Al comienzo de esta reflexión, nos hemos preguntado: ¿Qué es de la Iglesia, diez años después del Concilio? ¿Está anclada en el corazón del mundo y es suficientemente libre e independiente para interpelar al mundo? ¿Da testimonio de la propia solidaridad hacia los hombres y al mismo tiempo del Dios Absoluto? ¿Ha ganado en ardor contemplativo y de adoración, y pone más celo en la actividad misionera, caritativa, liberadora? ¿Es suficiente su empeño en el esfuerzo de buscar el restablecimiento de la plena unidad entre los cristianos, lo cual hace más eficaz el testimonio común, con el fin de que el mundo crea? (cf. Jn 17,21). Todos nosotros somos responsables de las respuestas que pueden darse a estos interrogantes.
Exhortamos, pues, a nuestros hermanos en el Episcopado, puestos por el Espíritu Santo para gobernar la Iglesia de Dios (cf. Hch 20,28). Exhortamos a los sacerdotes y a los diáconos, colaboradores de los obispos para congregar el Pueblo de Dios y animar espiritualmente las comunidades locales.

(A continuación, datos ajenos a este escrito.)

PR #386, opened 2019-04-03
reintroduce sorting with test

hillalex:
Fixes regression with report versions sorted in the wrong order.


app/src/main/report/components/ReportsList/ReportListTable.tsx
```diff
@@ -182,7 +182,7 @@ export class ReportsListTable extends React.Component<ReportsListTableProps, any
             </ButtonGroup>
             <ReactTable
                 pivotBy={["name"]}
-                defaultSorted={[{id: "version", desc: true}]}
+                defaultSorted={[{id: "version", desc: false}]}
```
EmmaLRussell: Wait..what? We want the sort to be descending don't we, so the latest goes first? That's what the (passing!) test is testing for. I'm sure it works, I'm just not sure how. Maybe a comment would be useful?

PR #388, opened 2019-05-02
VIMC-2865 Remove use of local storage for storing tokens

EmmaLRussell:
Remove use of local storage for storing tokens and replace it with getting authenticated user information from api


app/src/main/shared/actions/authActionCreators.ts
```diff
@@ -33,25 +34,39 @@ export const authActionCreators = {
...
-            const token = localStorageHandler.get("accessToken");
-            if (token) {
-                const inflated = jwtTokenAuth.inflateToken(token);
-                const decoded = inflated && jwtTokenAuth.decodeToken(inflated);
+    loadAuthenticatedUser() {
+        // fetch details of currently logged in user from API.
+        return async (dispatch: Dispatch<any>, getState: () => GlobalState) => {
+            try {
+                const userResponse = await(new AuthService(dispatch, getState)).getCurrentUser();
+                //TODO: since we should always have the modelling groups for the current user, either from the API here
```
EmmaLRussell: Does this sound right to you? I remember adding this endpoint to get modelling groups for the current user, but now not sure why we needed it if the modelling groups were already embedded in the token! Arguably we could roll this endpoint into the currentUser one if this is the only place it's needed. Shall I create another ticket for that?

app/src/main/shared/modules/jwtTokenAuth.ts
```diff
@@ -58,18 +58,17 @@ export const jwtTokenAuth = {
...
-        return {
-            receivedBearerToken: true,
-            receivedCookies: false,
-            bearerToken: token,
-            isAccountActive: permissions.some((x: string) => x == "*/can-login"),
-            isModeller: modellingGroups.length > 0,
-            username: decoded.sub,
+
+        const result = loadAuthState(
+            decoded.sub, //username
```
hillalex: I think the commenting of args here suggests it'd be better to use an object as args for this function, i.e.
```
interface AuthStateOptions {
    username: string,
    receivedBearerToken: boolean,
    receivedCookies: boolean,
    bearerToken: string,
    permissions: string[],
    modellingGroups: string[]
}

export function loadAuthState(options: AuthStateOptions)
```

Advantages to doing it this way - can't make mistakes with param order, self-documenting, and better intellisense :smile:

PR #239, opened 2026-05-27
Fix check of whether to copy arg for Enzyme

kshyatt:


kshyatt:
Verified this fixed the enzyme tests locally. I'll try to work out where the problem is for newer versions and fix it but in the meantime this should help CI.

lkdvos (commented):
I understand this fixes the CI, but I think effectively this means that if you for whatever reason have a newer version of Enzyme, it will just revert to an older version of MatrixAlgebraKit that is compatible with that. I'm not sure what the recommended way around this is, does this mean we should just kind of wait for Enzyme to unbreak?

kshyatt:
I also opened an issue over there and am trying to figure out the cause at the moment. I was mostly thinking we could effectively revert this once the problem is fixed but for now it won't spuriously break CI for other people 🤷

kshyatt:
But maybe it's unnecessary as I think I found the problem...

kshyatt:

Exhortamos también a los religiosos y religiosas, testigos de una Iglesia llamada a la santidad y, por tanto, invitados de manera especial a una vida que dé testimonio de las bienaventuranzas evangélicas.
Exhortamos asimismo a los laicos: familias cristianas, jóvenes y adultos, a todos los que tienen un cargo, a los dirigentes, sin olvidar a los pobres tantas veces ricos de fe y de esperanza, a todos los seglares conscientes de su papel evangelizador al servicio de la Iglesia o en el corazón de la sociedad y del mundo. Nos les decimos a todos: es necesario que nuestro celo evangelizador brote de una verdadera santidad de vida y que, como nos lo sugiere el Concilio Vaticano II, la predicación alimentada con la oración y sobre todo con el amor a la Eucaristía, redunde en mayor santidad del predicador (cf. Decr. Presbyterorum Ordinis, 13: AAS 58, 1966, p. 011).
Paradójicamente, el mundo, que a pesar de los innumerables signos de rechazo de Dios lo busca sin embargo por caminos insospechados y siente dolorosamente su necesidad, el mundo exige a los evangelizadores que le hablen de un Dios a quien ellos mismos conocen y tratan familiarmente, como si estuvieran viendo al Invisible (cf. Heb 11,27). El mundo exige y espera de nosotros sencillez de vida, espíritu de oración, caridad para con todos, especialmente para los pequeños y los pobres, obediencia y humildad, desapego de sí mismos y renuncia. Sin esta marca de santidad, nuestra palabra difícilmente abrirá brecha en el corazón de los hombres de este tiempo. Corre el riesgo de hacerse vana e infecunda. [ volver ]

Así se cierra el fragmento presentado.